Coordinator Taking over 30+ minutes to Show up on UI and Segments availability after ingestion is painfully slow

Hi All,

I’ve started seeing issue where it was taking hours for segments to be available after ingestion. I restarted the coordinator and it took 30+ minutes to show up on UI after that. I am using ZK quorum of 3 nodes, in logs I didnt see any exception and after service restart within secs there was a log of successful connection with ZK.

I restarted Query and overlord just to see if there is ZK issue but these services were immediately available after restart. My cluster is running for more than 1 year now with same machines.

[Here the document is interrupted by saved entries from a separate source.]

PR #1780, opened 2022-05-18
Fixed build errors.

### LINKED ISSUE #1779: Build fails on Emacs 28.1
```
$ make
EMACS check-emacs-version
Using EMACS = emacs, version = 28.1
mkdir build-28.1
EMACS build-28.1/ghc-core.elc
EMACS build-28.1/ghci-script-mode.elc
EMACS build-28.1/haskell-align-imports.elc
EMACS build-28.1/haskell-c2hs.elc
EMACS build-28.1/haskell-cabal.elc

In toplevel form:
haskell-cabal.el:362:8: Error:  docstring wider than 80 characters
make: *** [Makefile:80: build-28.1/haskell-cabal.elc] エラー 1
```

taiju:
rel: #1779 

Hello,

When building with Emacs 28.1, there were several places where an error occurred because the docstring had more than 80 characters.
I have adjusted the number of characters per line in the docstring where the error occurs.

If there are line breaks in the wrong place, please feel free to correct it.

Thank you.

### DIFF
--- a/haskell-cabal.el
+++ b/haskell-cabal.el
@@ -360,7 +360,8 @@ OTHER-WINDOW use `find-file-other-window'."
 (defconst haskell-cabal-conditional-regexp "^[ \t]*\\(\\if\\|else\\|}\\)")
 
 (defun haskell-cabal-classify-line ()
-  "Classify the current line into 'section-header 'subsection-header 'section-data 'comment and 'empty '"
+  "Classify the current line into 'section-header 'subsection-header
+'section-data 'comment and 'empty '"
   (save-excursion
     (beginning-of-line)
     (cond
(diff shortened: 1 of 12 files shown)


purcell:
This is great, thanks. What really needs to be done here, though, is to keep `M-x checkdoc` happy with the reformatted docstrings. Generally that means keeping the first line as a full (but shorter) sentence, and then often moving other info from the docstring into subsequent lines of the docstring, e.g.
```
  "Enumerate .cabal targets. PROCESS-TYPE determines the format of the returned target."
```
to
```
  "Enumerate .cabal targets.
PROCESS-TYPE determines the format of the returned target."
```

or
```
  "Classify the current line into 'section-header 'subsection-header 'section-data 'comment and 'empty '"
```
to
```
  "Classify the current line's type.
Possible results are 'section-header, 'subsection-header,
'section-data, 'comment and 'empty."
```

So it's a slightly bigger job overall. Do you think you might be able to help with it? I haven't found time.

taiju:
I will try, but please don't expect much.
Because I am not familiar with Haskell just a learner, besides, I am not good at English 😅

taiju:
@purcell  I fixed it so that the first line is a complete sentence.

The checkdoc command also points out other things, but I'm sorry ,I did not fix those. I'm only the new points raised by the change for line breaking.

Commits are separated, but please 'squash' or 'fixup' when merging.

purcell:
Merged, thanks so much! 🙏

PR #1784, opened 2022-09-14
Correct parenthese matching error

VitalyAnkh:
The emacs upstream will raise an error now when `otherwise` or `t` clause is not the last clause in a `cl-case`. There is a such `cl-case` in `haskell-commands.el` which is apparently a typo and should be fixed.

Reference: https://git.savannah.gnu.org/cgit/emacs.git/commit/?id=6d8f5161ead689b7a2e44a7de0a695f0ab4c833b

### DIFF
--- a/haskell-commands.el
+++ b/haskell-commands.el
@@ -677,9 +677,9 @@ happened since function invocation)."
                             (cdr (reverse haskell-utils-async-post-command-flag))))
                ;; Present the result only when response is valid and not asked
                ;; to insert result
-               (haskell-command-echo-or-present response)))
+               (haskell-command-echo-or-present response))))
 
-            (haskell-utils-async-stop-watching-changes init-buffer))))))))
+          (haskell-utils-async-stop-watching-changes init-buffer)))))))
 
 (make-obsolete 'haskell-process-generate-tags
                'haskell-mode-generate-tags


Jasagredo:
I'm curious about why you ended up in this final commit. If I go through your series of pushes, it seems that at the beginning you did the same as I did in #1785. which is basically going from this:
```
(let* (...)
  (cl-case 
    ...
    (otherwise
      (if ...
        ...
        (haskell-command-echo-or-present response)))
    (haskell-utils-async-stop-watching-changes init-buffer)))
```
to this:
```
(let* (...)
  (cl-case 
    ...
    (otherwise
      (if ...
        ...
        (haskell-command-echo-or-present response))))
  (haskell-utils-async-stop-watching-changes init-buffer))
```

Instead now your PR results in this:
```
(let* (...)
  (cl-case 
    ...
    (otherwise
      (if ...
        ...
        (haskell-command-echo-or-present response))
      (haskell-utils-async-stop-watching-changes init-buffer))))
```

Is there any particular reason?

VitalyAnkh:
@Jasagredo Hi! I think you are right. The `haskell-utils-async-stop-watching-changes` should be in the same hierarchy as the `cl-case`. The code is updated now. Thanks!

purcell:
Merged, thanks

odanoburu:
It seems this is not released yet… can such a release be made? I just found and corrected this bug, only to find out it was already fixed :P

PR #1785, opened 2022-09-15
Fix misplaced parenthesis

Jasagredo:
I `doom/upgrade`d my Emacs today, and it started complaining about:

```
Misplaced t or ‘otherwise’ clause
```

It seems one of the parentheses was misplaced, creating a case branch after `otherwise` which should not be there.


Jasagredo:
Closing as a duplicate of 1784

Any suggestions what else I can try? Or I should create the new cluster with new machines?
If I create the new cluster, to load all the previous data should I just use older RDS and it will take of loading the data? or I need to do something special?
Its production issue so any quick help would be really appreciated.

Thanks in advance.

I’d start with the coordinator and historical logs, to see what is going on from a segment loading perspective.

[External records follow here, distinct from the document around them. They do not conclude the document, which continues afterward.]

PR #1786, opened 2022-09-17
Hoogle: colorize hoogle cli output using haskell-mode font-lock

jaor:
It's been a long time since hoogle command line interface lost the ability to
output ANSI colors (see https://github.com/ndmitchell/hoogle/issues/133).

This patch makes haskell-hoogle to use emacs font lock to fontify its output,
with a custom flag to opt out.

### DIFF
--- a/haskell-hoogle.el
+++ b/haskell-hoogle.el
@@ -27,6 +27,7 @@
 ;;; Code:
 
 (require 'ansi-color)
+(require 'view)
 (require 'haskell-mode)
 (require 'haskell-utils)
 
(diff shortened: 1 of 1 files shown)


purcell:
This makes sense to me, but if it actually works then I'd suggest we do without the flag. Or does it not work so well? My rationale here is: the fewer knobs and switches, the better.

jaor:
On Fri, Mar 03 2023, Steve Purcell wrote:

> This makes sense to me, but if it actually works then I'd suggest we
> do without the flag. Or does it not work so well? 

it's worked fine for my needs at least, the only reason for the flag was
to not surprise previous users.

> My rationale here is: the fewer knobs and switches, the better.

yes, i think (at least generally speaking) i agree with that.

purcell:
Okay, I removed the defcustom and merged the changes — thanks!

PR #1790, opened 2022-11-04
Remove needless quotes from keylist of case macro

syohex:
Development Emacs(29.0.50) generates following byte-compile warnings. This PR fixes warnings like below ones.

```
haskell-cabal.el:704:12: Warning: Case 'before will match ‘quote’.  If that’s
    intended, write (before quote) instead.  Otherwise, don’t quote ‘before’.
haskell-cabal.el:704:12: Warning: Case 'after will match ‘quote’.  If that’s
    intended, write (after quote) instead.  Otherwise, don’t quote ‘after’.
haskell-cabal.el:704:12: Warning: Case 'single will match ‘quote’.  If that’s
    intended, write (single quote) instead.  Otherwise, don’t quote ‘single’.
```

### DIFF
--- a/haskell-cabal.el
+++ b/haskell-cabal.el
@@ -702,7 +702,7 @@ Respect the COMMA-STYLE, see
 `haskell-cabal-strip-list-and-detect-style' for the possible
 styles."
   (cl-case comma-style
-    ('before
+    (before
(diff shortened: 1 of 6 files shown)


purcell:
Super, thank you!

In the logs look for where is the coordinator waiting or taking a long time at startup?
How much data is being loaded? How many new segments are there?
How saturated is the active coordinator in terms of CPU/Memory?

I checked the logs no exception observed and its a dedicated host with very less CPU and memory usage

I wasn’t thinking exceptions, but rather reading through the initialization of the coordinator to see where it is taking long.
How many segments are created with the ingestion. How long are they taking to be available after ingestion?

Did anything else change? Was this a gradual slow down for segment availability time or a sudden change in behavior?

Another consideration might be to look at zookeeper utilization levels. By default load/unload instructions from the coordinator to the historicals occur through ZK. There is an option to change this by using druid.coordinator.loadqueuepeon.type=http such that zookeeper is no longer the middle man between coordinator and historicals. Also look into Configuration reference · Apache Druid, to drive larger batches of load/unload instructions using this mechanism.